For CP repair, the most common technique was pushback followed by Von-Langenbeck, and percentages were similar for both complete and incomplete clefts. The pushback has the advantage of lengthening the palate; however, the denuded palatal bone may adversely affect midfacial growth. Also this technique may have a higher rate of fistula formation. Over a quarter of Chinese surgeons surveyed cited “other” as their preferred CP repair technique. The Furlow double-opposing Z-plasty and the Bardach style 2-flap palatoplasty with intravelar veloplasty may have contributed to that category. Future questionnaires should allow better descriptions of the type of repairs so that the results of repair type may be better analyzed.

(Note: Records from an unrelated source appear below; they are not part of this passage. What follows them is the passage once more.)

PR #703, opened 2017-01-19
Stateful deserialization

### LINKED ISSUE #650: Stateful deserialization
In many places the current Serde API has reasonable support for deserializing in a stateful way - where the deserialization depends on some data structure that previously exists. As a concrete example the following code deserializes a JSON array into a preallocated slice. Something similar could be useful in a time series database that wants to reuse a single buffer rather than allocating a new Vec for each array in the input.

```rust
extern crate serde;
extern crate serde_json;

use serde::de::{Deserialize, Deserializer, Visitor, SeqVisitor};

fn main() {
    let j = "[10, 20, 30]";
    let mut vec = vec![0; 5];

    deserialize_into_slice(&mut vec, j).unwrap();

    println!("{:?}", vec); // [10, 20, 30, 0, 0]
}

fn deserialize_into_slice<T>(out: &mut [T], j: &str) -> Result<(), serde_json::Error>
    where T: Deserialize
{
    struct IntoSlice<'a, T: 'a>(&'a mut [T]);

    impl<'a, T> Visitor for IntoSlice<'a, T>
        where T: Deserialize
    {
        type Value = ();

        fn visit_seq<V>(&mut self, mut visitor: V) -> Result<Self::Value, V::Error>
            where V: SeqVisitor
        {
            let mut iter = self.0.iter_mut();
            while let Some(elem) = visitor.visit()? {
                iter.next().map(|spot| *spot = elem);
            }
            visitor.end()
        }
    }

    let mut deserializer = serde_json::Deserializer::new(j.bytes().map(Ok));
    deserializer.deserialize_seq(IntoSlice(out))
}
```

In other places the support is a lot worse. Some libraries ([serde-transcode](https://github.com/sfackler/serde-transcode), [erased-serde](https://github.com/dtolnay/erased-serde)) are able to work around the limitations by using a thread_local stack to pass state into Deserialize::deserialize but this is confusing and unsafe.

Let's see if we can come up with an API that supports stateful use case in a better way. It may even be possible to prototype a solution as a helper crate which uses thread_local behind the scenes.

CC @sfackler who has been hoping for progress on this.

dtolnay:
I went with the name `DeserializeSeed` for the trait but we can discuss. It contains the word "Deserialize" to suggest that it is analogous to the Deserialize trait. I want to avoid anything ending in "-er" like "Initializer" because those sound more similar to Deserializer. I used the word "Seed" rather than "State" to highlight the unique property of this trait which is we can start with some piece of data up front, whereas "state" places more emphasis on mutating the data along the way which is something Deserialize can do just as well.

Fixes #650.

### DIFF
--- a/serde/src/de/mod.rs
+++ b/serde/src/de/mod.rs
@@ -9,6 +9,7 @@ use error;
 use collections::{String, Vec};
 
 use core::fmt;
+use core::marker::PhantomData;
 
 ///////////////////////////////////////////////////////////////////////////////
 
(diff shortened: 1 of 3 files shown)


dtolnay:
The build failure looks like clippy.

dtolnay:
Damn, did not mean to merge this. I reopened #650 and will follow up on your comments in another PR.

serde/src/de/mod.rs
```diff
@@ -230,6 +231,149 @@ pub trait Deserialize: Sized {
...
+    /// The type produced by using this seed.
+    type Value;
+
+    /// Equivalent to the more common `Deserialize::deserialize` method, except
+    /// with some initial piece of data (the seed) passed in.
+    fn deserialize<D>(self, deserializer: D) -> Result<Self::Value, D::Error>
+        where D: Deserializer;
+}
+
+impl<T> DeserializeSeed for PhantomData<T>
```
dtolnay: PhantomData is a bit magical in that it has a type parameter but you can use it like a unit struct.

```rust
pub struct PhantomData<T: ?Sized>;

pub struct NoSeed<T: ?Sized>(PhantomData<T>);
```

So you can call `f(PhantomData)` but you cannot call `f(NoSeed)`. It would need to be `f(NoSeed::new())` or `f(NoSeed(PhantomData))` or something unfortunate like that.

The workaround for this would be what we did in [serde-stateful-deserialize](https://github.com/sfackler/serde-stateful-deserialize) which is:

```rust
pub use std::marker::PhantomData as NoSeed;
```

This reexports both the type and the unit-like way of referring to it, so it lets you do `f(NoSeed)`. The downside is there is no way to override PhantomData's documentation so in our rustdoc there would be a type `serde::de::NoSeed` with all of PhantomData's documentation and impls which is confusing.

Do you think NoSeed::new() would work better?

dtolnay: Oh it could also be `DeserializeSeed::none()`. How about that?

serde/src/de/mod.rs
```diff
@@ -641,10 +785,26 @@ pub trait SeqVisitor {
...
+    /// `Deserialize` implementations should typically use `SeqVisitor::visit`
+    /// instead.
+    fn visit_seed<T>(&mut self, seed: T) -> Result<Option<T::Value>, Self::Error>
+        where T: DeserializeSeed;
+
+    /// This returns `Ok(Some(value))` for the next value in the sequence, or
+    /// `Ok(None)` if there are no more remaining items.
+    ///
+    /// This method exists as a convenience for `Deserialize` implementations.
+    /// `SeqVisitor` implementations should not need to override the default
```
dtolnay: I can't think of any reason.

The three places to put this function are:

- Free function like serde::ser::visit_seq_element(seq_visitor),
- Separate trait where we impl<T> SeqVisitorExt for T where T: SeqVisitor,
- Here.

I think of the three, this is the best tradeoff.

- I don't like the first option because if you write a method that takes in a SeqVisitor, your preference is going to be to call methods on the SeqVisitor. I would prefer for Deserialize implementations to deal with the non-seed method wherever possible and putting them here at least puts them on equal footing with the seed methods.
- I don't like the second option because Deserialize will need to `use` an extra trait before they can use the methods and again they will prefer not doing that.

Deserializer implementors will be much more likely to be reading our rustdoc than Deserialize implementors, so a doc comment here that says you don't need to override the behavior counteracts most of the disadvantage.

serde/src/de/mod.rs
```diff
@@ -678,49 +845,140 @@ pub trait MapVisitor {
...
     type Error: Error;
 
-    /// This returns a `Ok(Some((key, value)))` for the next (key-value) pair in the map, or
-    /// `Ok(None)` if there are no more remaining items.
+    /// This returns `Ok(Some(key))` for the next key in the map, or `Ok(None)`
+    /// if there are no more remaining entries.
+    ///
+    /// `Deserialize` implementations should typically use
+    /// `MapVisitor::visit_key` or `MapVisitor::visit` instead.
+    fn visit_key_seed<K>(&mut self, seed: K) -> Result<Option<K::Value>, Self::Error>
```
dtolnay: Me too. But the updates in serde/src/de/value.rs show it is the same amount of code for implementors. I will be putting together a comprehensive guide for writing Deserializers over the next two weeks and I will explain this thoroughly.

serde/src/de/mod.rs
dtolnay: I couldn't get DeserializeSeed::none() to work :crying_cat_face:. Here is what I tried:

```rust
pub trait DeserializeSeed { // no more Sized bound
    type Value;

        where D: Deserializer,
              Self: Sized; // trait object hack
}

impl<T> DeserializeSeed<Value = T> {
    pub fn none() -> PhantomData<T> {
        PhantomData
    }
}
```

This compiles but fails when you try to use it:

```
   |
11 | let vec: Vec<u32> = f(DeserializeSeed::none())?;
   |                       ^^^^^^^^^^^^^^^^^^^^^ missing associated type `Value` value
```

In theory it could infer that `f` takes `D: DeserializeSeed` and returns `D::Value`, `none` returns `PhantomData<T>` which implements `DeserializeSeed<Value = T>`, and the return from `f` is `Vec<u32>` so that means we need `DeserializeSeed::<Vec<u32>>::none` but I guess it doesn't work that way.

oli-obk: You could create a `NoSeed` constant that produces a `NoSeed` value: https://is.gd/xKxNk2

serde/src/de/mod.rs
oli-obk: Please add some note to the docs that this method should NOT be overridden and is only here for convenience.

serde/src/de/mod.rs
dtolnay: But we need the type parameter because we need:

```rust
impl<T> DeserializeSeed for ??? {
    type Value = T;
    /* ... */
}
```

Otherwise I could just use an ordinary unit struct as NoSeed.

oli-obk: oh right... no generic constants...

The described complication rate of 0.36% is significantly low given that the reported incidence of palatal fistulas has been as high as 63%, and respiratory problems are reported to occur up to 45%.5052 In the present study, palate repair had the highest rate of complications followed by lip repair, which is consistent with literature on complications of cleft surgery.53,54 Dehiscence was the most frequent complication among all surgeries (44%) and the most frequent complication of lip repair (57.26%), whereas fistula was most frequent among palate repair (43.53%). The low rate may be explained by the nature of data collection as self-reported complication rates are often underreported. Complications can also occur in the days and weeks following discharge when Smile Train patients return home, and usually, there is little follow-up to assess complications and functional outcome such as velopharyngeal insufficiency.

CONCLUSIONS

To formulate any treatment and management plan, epidemiologic studies are imperative to gauge the impact of oral clefting on the Chinese population and its healthcare system. Much of the epidemiology of clefting in China is based on relatively small sample sizes from incomplete datasets (Table 1). Inherent bias in the present study is that only patients who received repair through Smile Train were included, and therefore, these results may not be truly representative of China. Nevertheless, as the largest reported cohort of Chinese cleft patients, this study is estimated to represent a notable proportion (6–25%) of the backlog and new oral clefting cases needing treatment in China in the past decade and highlights that clefting is a significant health issue.29 Furthermore, it fills a gap in the current cleft epidemiology data because many of the low income and rural patients treated by Smile Train were not previously included in reports. It is hoped that this information will aid in the formulation of management plans especially relevant to nongovernmental organizations and serves as a stepping stone for further research investigating the etiology and management of clefting in China.

ACKNOWLEDGMENTS

We thank the patients and their families who participated in the Smile Train mission, the members of the medical teams who provided care, and the Smile Train organization for providing the data from Smile Train Express.

Footnotes

Disclosure: Ethylin Wang Jabs is a member of the Smile Train Medical Advisory Board. None of the other authors has any financial disclosures. The Article Processing Charge was paid for by the authors.